Goal of the exercise:
Transcribe the lines from the start of the data below through the line with "UBERF-8884 Revert datalake to Hyperdrive use", word for word and nothing more.

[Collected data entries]
::::::::::

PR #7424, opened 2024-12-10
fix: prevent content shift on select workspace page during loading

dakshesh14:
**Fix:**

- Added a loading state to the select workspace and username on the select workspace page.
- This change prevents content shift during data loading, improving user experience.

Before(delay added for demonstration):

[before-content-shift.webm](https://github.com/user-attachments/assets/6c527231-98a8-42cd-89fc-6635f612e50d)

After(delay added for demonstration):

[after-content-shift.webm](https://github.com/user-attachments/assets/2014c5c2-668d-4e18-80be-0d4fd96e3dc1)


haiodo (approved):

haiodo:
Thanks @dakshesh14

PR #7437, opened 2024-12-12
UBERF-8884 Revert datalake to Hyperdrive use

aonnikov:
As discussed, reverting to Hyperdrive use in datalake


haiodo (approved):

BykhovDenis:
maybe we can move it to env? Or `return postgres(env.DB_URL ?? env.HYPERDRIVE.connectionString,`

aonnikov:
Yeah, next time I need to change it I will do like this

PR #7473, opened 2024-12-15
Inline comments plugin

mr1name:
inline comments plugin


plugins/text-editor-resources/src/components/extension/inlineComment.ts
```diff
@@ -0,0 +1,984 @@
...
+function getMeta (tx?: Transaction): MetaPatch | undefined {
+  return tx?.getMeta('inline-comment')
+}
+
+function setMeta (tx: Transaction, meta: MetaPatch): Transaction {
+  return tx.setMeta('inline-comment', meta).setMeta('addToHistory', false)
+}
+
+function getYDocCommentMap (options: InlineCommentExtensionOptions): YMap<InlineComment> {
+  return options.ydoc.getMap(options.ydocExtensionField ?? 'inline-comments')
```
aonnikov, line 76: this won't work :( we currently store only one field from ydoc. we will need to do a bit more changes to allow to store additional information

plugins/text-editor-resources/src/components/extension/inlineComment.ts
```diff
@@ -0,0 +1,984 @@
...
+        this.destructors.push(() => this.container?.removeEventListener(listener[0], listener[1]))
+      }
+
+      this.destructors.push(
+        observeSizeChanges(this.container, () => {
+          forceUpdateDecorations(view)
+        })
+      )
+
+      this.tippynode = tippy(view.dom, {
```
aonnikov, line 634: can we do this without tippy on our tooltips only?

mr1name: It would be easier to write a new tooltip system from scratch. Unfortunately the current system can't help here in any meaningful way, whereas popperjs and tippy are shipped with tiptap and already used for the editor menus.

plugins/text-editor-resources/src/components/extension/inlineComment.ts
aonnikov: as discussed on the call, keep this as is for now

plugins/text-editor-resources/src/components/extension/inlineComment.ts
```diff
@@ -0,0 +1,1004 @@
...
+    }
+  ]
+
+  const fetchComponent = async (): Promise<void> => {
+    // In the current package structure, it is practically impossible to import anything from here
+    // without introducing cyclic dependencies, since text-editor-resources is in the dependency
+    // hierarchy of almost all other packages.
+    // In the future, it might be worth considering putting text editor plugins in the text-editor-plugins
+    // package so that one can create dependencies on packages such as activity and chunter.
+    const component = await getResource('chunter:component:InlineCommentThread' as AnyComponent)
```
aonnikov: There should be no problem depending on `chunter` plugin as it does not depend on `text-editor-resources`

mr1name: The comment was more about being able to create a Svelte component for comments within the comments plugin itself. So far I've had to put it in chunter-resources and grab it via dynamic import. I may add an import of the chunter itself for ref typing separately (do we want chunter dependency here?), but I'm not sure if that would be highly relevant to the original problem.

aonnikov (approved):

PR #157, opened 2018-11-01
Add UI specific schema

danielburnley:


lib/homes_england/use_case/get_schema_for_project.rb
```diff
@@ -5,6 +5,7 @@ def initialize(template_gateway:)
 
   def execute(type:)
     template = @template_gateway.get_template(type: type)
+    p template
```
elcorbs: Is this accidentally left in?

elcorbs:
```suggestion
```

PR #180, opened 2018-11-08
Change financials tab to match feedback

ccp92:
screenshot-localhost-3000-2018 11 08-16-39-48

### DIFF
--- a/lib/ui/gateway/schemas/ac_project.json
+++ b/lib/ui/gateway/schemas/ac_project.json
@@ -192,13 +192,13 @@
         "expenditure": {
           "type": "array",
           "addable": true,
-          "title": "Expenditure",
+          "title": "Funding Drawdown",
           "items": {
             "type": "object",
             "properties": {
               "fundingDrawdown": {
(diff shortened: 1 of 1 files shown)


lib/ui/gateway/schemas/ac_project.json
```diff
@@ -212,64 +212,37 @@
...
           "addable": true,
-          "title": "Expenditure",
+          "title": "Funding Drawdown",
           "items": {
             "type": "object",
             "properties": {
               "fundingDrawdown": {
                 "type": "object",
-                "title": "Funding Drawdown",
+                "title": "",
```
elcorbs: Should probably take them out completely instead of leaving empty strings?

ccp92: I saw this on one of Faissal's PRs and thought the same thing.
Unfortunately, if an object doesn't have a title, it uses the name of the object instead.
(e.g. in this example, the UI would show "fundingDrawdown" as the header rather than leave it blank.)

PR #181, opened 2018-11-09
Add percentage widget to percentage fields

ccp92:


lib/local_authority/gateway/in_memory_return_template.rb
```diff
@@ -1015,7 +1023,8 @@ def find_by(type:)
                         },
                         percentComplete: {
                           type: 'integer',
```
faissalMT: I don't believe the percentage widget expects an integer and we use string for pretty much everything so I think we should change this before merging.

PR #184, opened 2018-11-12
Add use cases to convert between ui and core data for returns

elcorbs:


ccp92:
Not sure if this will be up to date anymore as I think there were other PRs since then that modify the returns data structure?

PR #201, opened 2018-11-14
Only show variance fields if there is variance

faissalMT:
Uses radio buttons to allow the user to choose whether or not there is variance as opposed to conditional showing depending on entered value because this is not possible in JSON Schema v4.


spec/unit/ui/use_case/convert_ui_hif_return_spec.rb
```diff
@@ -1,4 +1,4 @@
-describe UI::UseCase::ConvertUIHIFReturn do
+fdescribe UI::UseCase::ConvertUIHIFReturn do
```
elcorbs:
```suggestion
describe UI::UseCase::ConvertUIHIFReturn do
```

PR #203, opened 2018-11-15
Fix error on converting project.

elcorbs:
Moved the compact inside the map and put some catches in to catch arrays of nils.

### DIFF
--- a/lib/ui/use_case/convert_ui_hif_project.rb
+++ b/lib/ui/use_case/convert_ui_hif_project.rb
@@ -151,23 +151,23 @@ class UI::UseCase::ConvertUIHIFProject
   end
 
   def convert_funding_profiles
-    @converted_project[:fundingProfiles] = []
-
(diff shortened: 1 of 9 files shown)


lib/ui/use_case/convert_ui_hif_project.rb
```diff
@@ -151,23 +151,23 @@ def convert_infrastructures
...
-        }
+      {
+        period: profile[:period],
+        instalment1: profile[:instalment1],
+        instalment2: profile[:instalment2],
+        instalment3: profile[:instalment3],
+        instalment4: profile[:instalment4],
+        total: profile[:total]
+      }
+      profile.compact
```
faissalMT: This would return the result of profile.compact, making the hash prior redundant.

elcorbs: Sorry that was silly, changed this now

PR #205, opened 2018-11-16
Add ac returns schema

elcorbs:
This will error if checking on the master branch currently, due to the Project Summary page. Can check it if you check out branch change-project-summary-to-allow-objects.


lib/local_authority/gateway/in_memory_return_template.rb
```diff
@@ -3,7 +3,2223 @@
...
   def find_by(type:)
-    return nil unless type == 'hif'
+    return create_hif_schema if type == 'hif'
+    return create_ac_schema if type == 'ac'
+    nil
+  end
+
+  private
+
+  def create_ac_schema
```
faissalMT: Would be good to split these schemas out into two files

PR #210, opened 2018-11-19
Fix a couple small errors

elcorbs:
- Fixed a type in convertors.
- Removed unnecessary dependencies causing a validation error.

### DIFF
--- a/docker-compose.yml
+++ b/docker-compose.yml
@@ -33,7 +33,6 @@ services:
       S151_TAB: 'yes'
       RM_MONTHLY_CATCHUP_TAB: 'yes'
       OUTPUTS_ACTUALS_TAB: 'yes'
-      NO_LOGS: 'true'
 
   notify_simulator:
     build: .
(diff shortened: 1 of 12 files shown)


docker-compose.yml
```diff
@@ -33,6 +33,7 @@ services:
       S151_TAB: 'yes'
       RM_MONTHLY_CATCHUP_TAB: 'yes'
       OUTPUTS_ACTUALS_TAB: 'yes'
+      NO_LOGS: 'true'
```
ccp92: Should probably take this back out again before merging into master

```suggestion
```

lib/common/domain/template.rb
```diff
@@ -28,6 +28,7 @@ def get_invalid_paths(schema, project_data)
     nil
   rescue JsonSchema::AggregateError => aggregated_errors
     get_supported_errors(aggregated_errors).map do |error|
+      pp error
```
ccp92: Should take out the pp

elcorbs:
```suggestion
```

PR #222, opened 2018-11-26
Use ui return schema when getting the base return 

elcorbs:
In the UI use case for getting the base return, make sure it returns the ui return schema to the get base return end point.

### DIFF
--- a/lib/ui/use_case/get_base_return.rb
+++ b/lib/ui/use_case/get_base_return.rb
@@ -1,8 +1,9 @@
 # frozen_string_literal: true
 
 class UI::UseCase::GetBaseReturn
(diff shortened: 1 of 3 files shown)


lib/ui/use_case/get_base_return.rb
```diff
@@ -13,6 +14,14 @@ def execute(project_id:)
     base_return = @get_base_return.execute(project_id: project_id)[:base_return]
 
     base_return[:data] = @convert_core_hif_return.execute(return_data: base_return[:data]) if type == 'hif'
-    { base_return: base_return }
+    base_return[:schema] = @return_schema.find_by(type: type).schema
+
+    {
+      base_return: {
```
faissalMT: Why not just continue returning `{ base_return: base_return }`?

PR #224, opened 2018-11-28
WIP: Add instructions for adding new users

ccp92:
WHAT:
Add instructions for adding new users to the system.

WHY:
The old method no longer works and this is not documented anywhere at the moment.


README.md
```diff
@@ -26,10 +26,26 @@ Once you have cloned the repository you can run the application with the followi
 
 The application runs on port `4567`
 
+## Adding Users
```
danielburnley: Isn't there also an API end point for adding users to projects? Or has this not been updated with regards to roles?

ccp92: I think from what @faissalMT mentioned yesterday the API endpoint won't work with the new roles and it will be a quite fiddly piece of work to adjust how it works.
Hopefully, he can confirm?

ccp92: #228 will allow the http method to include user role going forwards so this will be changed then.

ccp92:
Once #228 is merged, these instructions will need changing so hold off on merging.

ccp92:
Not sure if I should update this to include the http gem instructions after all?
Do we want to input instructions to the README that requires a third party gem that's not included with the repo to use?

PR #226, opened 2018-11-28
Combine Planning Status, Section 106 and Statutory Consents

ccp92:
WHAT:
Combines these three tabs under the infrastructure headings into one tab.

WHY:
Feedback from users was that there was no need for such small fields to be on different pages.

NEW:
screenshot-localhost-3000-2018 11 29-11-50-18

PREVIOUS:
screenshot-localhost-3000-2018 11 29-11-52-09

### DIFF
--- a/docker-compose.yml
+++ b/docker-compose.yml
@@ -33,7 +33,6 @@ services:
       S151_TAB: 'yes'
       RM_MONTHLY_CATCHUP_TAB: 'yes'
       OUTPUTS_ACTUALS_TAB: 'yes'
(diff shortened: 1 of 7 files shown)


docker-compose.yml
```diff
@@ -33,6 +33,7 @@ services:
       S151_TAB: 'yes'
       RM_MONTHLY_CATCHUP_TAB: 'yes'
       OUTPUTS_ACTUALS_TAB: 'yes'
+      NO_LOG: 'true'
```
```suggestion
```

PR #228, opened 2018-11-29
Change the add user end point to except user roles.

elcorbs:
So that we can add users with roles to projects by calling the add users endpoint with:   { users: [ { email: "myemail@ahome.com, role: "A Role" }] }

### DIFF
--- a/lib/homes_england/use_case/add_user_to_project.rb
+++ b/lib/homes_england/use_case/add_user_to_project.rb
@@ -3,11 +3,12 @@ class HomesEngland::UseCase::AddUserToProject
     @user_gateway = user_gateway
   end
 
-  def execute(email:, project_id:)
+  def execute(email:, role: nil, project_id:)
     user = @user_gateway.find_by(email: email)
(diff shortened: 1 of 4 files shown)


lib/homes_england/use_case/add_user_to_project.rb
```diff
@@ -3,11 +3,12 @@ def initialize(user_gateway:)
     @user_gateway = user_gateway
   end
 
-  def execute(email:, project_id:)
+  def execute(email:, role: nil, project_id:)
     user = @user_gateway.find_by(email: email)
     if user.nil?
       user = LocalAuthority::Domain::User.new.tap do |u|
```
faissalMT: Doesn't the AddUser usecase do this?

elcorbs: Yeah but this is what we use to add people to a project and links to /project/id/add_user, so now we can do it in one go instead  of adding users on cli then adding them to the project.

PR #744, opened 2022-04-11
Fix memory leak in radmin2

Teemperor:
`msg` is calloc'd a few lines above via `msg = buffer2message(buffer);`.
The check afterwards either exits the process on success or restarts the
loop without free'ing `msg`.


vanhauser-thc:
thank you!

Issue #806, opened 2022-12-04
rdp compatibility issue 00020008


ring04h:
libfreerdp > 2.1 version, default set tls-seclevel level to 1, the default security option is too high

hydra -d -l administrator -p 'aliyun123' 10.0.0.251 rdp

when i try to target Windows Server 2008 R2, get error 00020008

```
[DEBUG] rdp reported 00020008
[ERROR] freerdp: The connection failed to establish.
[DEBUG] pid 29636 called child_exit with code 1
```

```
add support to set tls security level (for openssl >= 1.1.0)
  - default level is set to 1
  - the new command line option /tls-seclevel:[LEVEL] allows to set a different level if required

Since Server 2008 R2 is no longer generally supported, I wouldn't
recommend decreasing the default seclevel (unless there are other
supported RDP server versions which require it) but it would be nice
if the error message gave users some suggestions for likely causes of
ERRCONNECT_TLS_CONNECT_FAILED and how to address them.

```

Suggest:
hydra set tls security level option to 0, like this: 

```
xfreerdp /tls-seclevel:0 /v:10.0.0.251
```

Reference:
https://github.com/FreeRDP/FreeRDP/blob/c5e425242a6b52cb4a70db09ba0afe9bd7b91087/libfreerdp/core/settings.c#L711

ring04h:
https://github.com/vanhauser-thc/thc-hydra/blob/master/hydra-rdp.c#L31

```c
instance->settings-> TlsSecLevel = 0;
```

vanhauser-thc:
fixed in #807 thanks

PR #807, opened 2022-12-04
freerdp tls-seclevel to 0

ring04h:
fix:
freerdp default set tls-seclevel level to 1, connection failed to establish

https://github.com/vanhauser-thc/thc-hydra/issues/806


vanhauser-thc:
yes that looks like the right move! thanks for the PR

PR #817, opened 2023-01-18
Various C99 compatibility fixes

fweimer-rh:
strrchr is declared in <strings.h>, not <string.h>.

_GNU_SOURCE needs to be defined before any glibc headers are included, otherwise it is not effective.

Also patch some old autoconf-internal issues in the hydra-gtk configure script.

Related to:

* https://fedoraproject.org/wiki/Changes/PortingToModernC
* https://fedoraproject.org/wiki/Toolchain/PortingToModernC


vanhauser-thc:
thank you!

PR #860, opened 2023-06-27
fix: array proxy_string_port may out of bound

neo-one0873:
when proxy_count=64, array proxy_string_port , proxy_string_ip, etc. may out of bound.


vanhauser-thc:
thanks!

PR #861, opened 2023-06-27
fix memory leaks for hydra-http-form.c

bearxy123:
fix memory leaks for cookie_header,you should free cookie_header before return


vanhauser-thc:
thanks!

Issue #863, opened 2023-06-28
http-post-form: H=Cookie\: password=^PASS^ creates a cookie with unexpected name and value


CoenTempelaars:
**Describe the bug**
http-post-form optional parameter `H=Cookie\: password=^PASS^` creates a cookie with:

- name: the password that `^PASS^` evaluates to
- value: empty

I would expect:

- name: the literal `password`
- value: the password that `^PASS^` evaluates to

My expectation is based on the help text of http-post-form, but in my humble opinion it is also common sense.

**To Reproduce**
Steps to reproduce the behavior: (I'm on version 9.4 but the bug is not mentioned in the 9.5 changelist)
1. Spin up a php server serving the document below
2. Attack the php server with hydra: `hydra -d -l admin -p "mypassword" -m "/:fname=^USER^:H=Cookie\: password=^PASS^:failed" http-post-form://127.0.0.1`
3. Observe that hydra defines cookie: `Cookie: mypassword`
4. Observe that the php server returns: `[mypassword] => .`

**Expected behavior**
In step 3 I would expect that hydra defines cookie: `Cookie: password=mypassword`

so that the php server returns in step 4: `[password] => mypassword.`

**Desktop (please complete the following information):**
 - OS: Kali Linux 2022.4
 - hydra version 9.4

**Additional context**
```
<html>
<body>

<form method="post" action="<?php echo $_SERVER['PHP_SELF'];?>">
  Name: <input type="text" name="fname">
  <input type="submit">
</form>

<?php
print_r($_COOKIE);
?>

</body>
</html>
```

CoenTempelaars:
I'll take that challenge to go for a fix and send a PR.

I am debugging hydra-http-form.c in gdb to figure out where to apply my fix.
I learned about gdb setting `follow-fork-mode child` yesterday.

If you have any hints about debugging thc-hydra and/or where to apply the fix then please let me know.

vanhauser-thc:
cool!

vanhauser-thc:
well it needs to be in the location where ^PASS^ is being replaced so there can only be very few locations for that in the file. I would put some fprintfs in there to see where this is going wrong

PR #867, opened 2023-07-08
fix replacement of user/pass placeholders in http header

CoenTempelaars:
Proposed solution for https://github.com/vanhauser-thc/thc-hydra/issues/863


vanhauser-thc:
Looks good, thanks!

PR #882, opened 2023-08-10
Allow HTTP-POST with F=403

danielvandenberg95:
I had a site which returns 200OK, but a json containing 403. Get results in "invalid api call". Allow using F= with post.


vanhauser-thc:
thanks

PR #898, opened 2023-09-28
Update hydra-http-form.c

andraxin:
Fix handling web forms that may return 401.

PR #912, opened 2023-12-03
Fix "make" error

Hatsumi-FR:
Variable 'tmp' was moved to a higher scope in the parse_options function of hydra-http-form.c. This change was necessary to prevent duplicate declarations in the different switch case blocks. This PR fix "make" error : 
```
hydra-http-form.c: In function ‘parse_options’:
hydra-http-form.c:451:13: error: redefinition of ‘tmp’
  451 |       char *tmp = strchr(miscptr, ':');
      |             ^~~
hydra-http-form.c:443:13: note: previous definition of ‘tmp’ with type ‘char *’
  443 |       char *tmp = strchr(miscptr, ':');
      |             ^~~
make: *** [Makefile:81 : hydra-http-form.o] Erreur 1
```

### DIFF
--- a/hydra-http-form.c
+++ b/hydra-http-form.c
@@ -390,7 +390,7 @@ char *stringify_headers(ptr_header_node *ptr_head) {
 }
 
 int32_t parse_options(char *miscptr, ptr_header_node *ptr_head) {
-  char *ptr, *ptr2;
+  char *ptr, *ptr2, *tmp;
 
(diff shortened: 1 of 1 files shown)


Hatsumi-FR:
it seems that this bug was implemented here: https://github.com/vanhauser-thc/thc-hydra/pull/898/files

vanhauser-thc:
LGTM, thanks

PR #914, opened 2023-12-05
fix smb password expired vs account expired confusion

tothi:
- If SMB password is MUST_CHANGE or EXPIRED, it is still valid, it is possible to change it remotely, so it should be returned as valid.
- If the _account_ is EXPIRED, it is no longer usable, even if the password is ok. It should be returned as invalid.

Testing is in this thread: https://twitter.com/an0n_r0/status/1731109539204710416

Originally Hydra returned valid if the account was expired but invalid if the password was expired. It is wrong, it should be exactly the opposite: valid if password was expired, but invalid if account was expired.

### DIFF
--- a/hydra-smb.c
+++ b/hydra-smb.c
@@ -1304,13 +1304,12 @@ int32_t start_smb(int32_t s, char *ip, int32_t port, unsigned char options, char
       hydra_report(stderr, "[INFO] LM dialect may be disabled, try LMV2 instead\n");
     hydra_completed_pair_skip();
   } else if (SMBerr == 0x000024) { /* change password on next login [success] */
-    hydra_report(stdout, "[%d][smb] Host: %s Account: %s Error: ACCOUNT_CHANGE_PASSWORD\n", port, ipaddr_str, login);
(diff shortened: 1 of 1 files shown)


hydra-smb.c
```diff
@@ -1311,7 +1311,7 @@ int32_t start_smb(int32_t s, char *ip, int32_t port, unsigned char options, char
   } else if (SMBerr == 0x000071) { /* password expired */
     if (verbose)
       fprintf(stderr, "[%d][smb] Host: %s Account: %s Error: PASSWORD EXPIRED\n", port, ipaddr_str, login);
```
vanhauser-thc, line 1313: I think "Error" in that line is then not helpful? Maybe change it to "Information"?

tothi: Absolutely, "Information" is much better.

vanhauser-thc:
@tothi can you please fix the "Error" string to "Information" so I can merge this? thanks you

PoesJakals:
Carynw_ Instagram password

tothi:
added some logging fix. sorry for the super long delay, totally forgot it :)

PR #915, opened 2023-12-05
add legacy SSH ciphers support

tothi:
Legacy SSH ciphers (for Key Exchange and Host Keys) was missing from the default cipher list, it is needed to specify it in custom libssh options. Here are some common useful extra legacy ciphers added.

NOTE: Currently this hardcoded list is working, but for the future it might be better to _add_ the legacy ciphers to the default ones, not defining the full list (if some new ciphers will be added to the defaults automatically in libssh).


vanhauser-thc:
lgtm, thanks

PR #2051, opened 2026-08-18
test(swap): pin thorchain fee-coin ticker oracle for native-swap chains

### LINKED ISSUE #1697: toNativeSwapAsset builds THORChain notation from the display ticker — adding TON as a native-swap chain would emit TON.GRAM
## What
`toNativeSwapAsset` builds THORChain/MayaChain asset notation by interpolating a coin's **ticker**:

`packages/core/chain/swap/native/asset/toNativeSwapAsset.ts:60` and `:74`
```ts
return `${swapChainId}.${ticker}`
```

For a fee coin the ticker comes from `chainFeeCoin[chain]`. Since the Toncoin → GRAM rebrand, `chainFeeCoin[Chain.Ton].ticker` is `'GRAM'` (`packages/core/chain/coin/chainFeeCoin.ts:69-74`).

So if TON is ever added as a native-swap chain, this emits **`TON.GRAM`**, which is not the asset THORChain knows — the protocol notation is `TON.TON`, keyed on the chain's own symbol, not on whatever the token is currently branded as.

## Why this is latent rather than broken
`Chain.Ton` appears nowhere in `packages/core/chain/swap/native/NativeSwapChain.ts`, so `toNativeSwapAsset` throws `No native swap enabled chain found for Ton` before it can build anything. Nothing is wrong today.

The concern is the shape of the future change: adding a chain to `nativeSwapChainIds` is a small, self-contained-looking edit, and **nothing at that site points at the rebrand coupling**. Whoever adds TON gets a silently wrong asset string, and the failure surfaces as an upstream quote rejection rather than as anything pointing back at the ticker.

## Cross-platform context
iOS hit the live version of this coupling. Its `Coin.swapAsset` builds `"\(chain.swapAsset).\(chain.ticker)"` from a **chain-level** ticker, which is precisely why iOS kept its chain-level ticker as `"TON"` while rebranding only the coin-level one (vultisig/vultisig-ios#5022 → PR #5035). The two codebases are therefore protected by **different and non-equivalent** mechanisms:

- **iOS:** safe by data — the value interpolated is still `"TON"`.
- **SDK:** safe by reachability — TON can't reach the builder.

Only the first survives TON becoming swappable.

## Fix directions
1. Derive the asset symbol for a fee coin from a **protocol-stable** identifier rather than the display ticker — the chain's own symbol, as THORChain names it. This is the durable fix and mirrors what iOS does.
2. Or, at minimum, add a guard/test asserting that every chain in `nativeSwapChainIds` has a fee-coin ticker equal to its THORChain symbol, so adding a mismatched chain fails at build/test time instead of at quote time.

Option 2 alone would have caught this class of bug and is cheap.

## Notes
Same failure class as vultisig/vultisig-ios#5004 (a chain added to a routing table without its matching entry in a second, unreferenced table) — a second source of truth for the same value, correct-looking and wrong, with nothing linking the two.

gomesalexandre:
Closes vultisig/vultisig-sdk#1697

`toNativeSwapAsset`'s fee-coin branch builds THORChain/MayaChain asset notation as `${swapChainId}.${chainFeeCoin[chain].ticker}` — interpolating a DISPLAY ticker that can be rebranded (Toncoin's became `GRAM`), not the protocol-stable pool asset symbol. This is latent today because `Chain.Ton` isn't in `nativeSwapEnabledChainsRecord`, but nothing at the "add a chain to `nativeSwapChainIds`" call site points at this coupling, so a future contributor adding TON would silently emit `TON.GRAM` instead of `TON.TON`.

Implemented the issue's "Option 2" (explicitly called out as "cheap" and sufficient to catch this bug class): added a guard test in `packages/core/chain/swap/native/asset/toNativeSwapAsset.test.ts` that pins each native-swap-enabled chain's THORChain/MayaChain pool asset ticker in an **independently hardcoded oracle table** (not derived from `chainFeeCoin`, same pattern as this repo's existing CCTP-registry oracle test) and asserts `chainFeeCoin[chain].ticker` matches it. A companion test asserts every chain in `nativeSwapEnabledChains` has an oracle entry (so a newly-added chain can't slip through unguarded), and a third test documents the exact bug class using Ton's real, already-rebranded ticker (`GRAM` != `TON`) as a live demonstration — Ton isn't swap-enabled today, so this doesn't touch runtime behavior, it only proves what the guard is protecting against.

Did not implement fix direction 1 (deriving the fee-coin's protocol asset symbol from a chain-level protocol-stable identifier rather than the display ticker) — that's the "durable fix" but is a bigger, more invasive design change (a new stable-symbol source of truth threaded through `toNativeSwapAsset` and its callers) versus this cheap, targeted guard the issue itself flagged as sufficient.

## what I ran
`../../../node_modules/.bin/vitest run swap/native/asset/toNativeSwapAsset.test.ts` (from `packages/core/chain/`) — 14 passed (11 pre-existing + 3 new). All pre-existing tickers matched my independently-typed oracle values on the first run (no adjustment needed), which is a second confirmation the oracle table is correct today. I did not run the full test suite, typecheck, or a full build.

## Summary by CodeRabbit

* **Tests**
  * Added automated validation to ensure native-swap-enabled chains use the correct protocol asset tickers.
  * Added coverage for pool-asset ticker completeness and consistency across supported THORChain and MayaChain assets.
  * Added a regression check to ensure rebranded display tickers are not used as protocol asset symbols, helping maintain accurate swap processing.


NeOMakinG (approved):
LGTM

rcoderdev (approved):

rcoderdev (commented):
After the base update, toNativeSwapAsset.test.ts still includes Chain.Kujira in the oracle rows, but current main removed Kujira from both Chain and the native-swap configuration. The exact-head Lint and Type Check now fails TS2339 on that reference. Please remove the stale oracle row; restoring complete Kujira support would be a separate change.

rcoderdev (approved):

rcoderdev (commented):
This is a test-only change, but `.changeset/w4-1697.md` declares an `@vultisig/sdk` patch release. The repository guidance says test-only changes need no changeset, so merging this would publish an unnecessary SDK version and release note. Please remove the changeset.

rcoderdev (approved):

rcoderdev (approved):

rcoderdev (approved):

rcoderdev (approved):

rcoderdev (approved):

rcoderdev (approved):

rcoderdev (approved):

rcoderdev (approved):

::::::::::

Written solution:
PR #7424, opened 2024-12-10
fix: prevent content shift on select workspace page during loading

dakshesh14:
**Fix:**

- Added a loading state to the select workspace and username on the select workspace page.
- This change prevents content shift during data loading, improving user experience.

Before(delay added for demonstration):

[before-content-shift.webm](https://github.com/user-attachments/assets/6c527231-98a8-42cd-89fc-6635f612e50d)

After(delay added for demonstration):

[after-content-shift.webm](https://github.com/user-attachments/assets/2014c5c2-668d-4e18-80be-0d4fd96e3dc1)


haiodo (approved):

haiodo:
Thanks @dakshesh14

PR #7437, opened 2024-12-12
UBERF-8884 Revert datalake to Hyperdrive use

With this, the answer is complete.